Have you ever been in a store, where you found what you were looking for – quickly even – but your experience was so bad you vowed never to go back again? The same is true in health care, though the stakes are so much higher. It’s not just about getting care quickly. Your experience as a patient matters – not only for your perception of your care, but for your outcome.

Studies have shown good patient experience leads to better treatment adherence and more open communication from patients, which leads to better diagnosis. It can also reduce the anxiety we can feel when receiving medical care, which goes a long way toward empowering patients to be active participants in their health care.

But how do we know what constitutes a “good” patient experience? As Dr. Leana Wen says in an NPR story about one man’s terrible experience in a hospital setting, “The objective measures that health care workers focus on are necessary, but they’re not enough by themselves.” Patient experience should be part of the equation for good health care, as much as quality care and cost.
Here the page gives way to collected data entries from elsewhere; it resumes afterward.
Issue #6644, opened 2026-06-26
ModelFactory: single-source the handler routing precedence (compat-key vs createModelHandler drift)


LionSR:
## Problem

`src/agent/runtime/ModelFactory.ts` encodes the model-handler **routing precedence** in two functions that must be kept in lockstep:

- `modelHandlerCompatibilityKey()` (~L260-286) — a **pure, synchronous** predicate returning only the compatibility *key*. Used by exception-free callers (history restore, `modelSwitchDisabledReason`), so it must never throw and must not do async work.
- `createModelHandler()` (~L334-432) — the **async** live path that actually instantiates a handler.

Both walk the same ordered precedence (Validation → Responses → Google Interactions → OpenRouter → provider default). If a route is added or reordered in one, the other can silently drift, mismatching the compatibility key from the handler actually created.

## Why it isn't a trivial extract

The two are deliberately **not** identical, which is what makes a naive "share one decision function" risky:

- `createModelHandler()` has an extra **Codex-subscription** branch (`shouldUseCodexSubscription` + `await isCodexSignedIn()`) that `modelHandlerCompatibilityKey()` lacks — but it maps to the **same** key (`ModelHandlerOpenAIResponse`), which is precisely why the pure key function can omit it.
- `createModelHandler()` also performs config transforms (`codexBackendModelId`, `openrouterFullName`), applies `withReasoningOverride`, and calls the throwing side effect `assertGoogleInteractionsRoutable`. The pure key function must do none of these.

So the shared part is really just the **ordered key-precedence predicate** (`shouldUseResponsesAPI` → `shouldUseGoogleInteractionsAPI` → `openRouterOnly || useOpenRouter` → provider default).

## Proposed direction (for discussion)

Make the ordered precedence the single source of truth — e.g. have `createModelHandler()` compute the base key via `modelHandlerCompatibilityKey(config, useOpenRouter)` and `switch` on it for instantiation, keeping the async Codex special-case as an explicit override (key unchanged) before the switch. The pure key function stays the owner of precedence; the live path owns only instantiation + transforms + side effects.

## Risk

Touches the **live model-handler creation path** and model-handler territory is sensitive. Requires the full `ModelFactoryRouting` suite plus manual sanity across providers (OpenAI Responses, Google Interactions, OpenRouter, Codex subscription) before merge. Lower priority than the already-landed small SSOT cleanups (#6643); file here so the drift risk is tracked rather than rushed.

[...]

PR #6652, opened 2026-06-26
test(model-handlers): lock the compat-key ↔ createModelHandler routing invariant (#6644)

LionSR:
## Summary

Resolves the drift risk in #6644 — the safe way.

The handler-routing precedence is encoded twice in `ModelFactory.ts`:

- `modelHandlerCompatibilityKey()` — a **pure, synchronous** predicate that returns only the compatibility *key*. Used by exception-free callers (history restore, `modelSwitchDisabledReason`).
- `createModelHandler()` — the **async** live path that instantiates the handler and tags it with a key.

That’s why  the Alliance has been asking patients regularly about their experience with primary care providers and publishing the results. Using a nationally approved survey instrument, the Alliance measures patient experience at the medical group and clinic level, so if you are in the Puget Sound, you can see how your medical group or clinic performs on these measures. The last survey, with results published in 2014, asked 90,000 people in the Puget Sound region questions that fit into four categories:

  1. How often patients were able to get timely appointments, care and information.
  2. How often providers communicated well with patients.
  3. How often office staff were helpful, courteous and respectful.
  4. The patient’s overall rating of the provider.

Starting this fall, we will begin conducting our third patient experience survey, this time to a broader geography including the Mt. Vernon, Bellingham and Spokane areas as well as parts of central Washington, so stay tuned for results. We are curious to learn how things have changed as the health care system has placed greater emphasis on patient experience and its impact on quality and value.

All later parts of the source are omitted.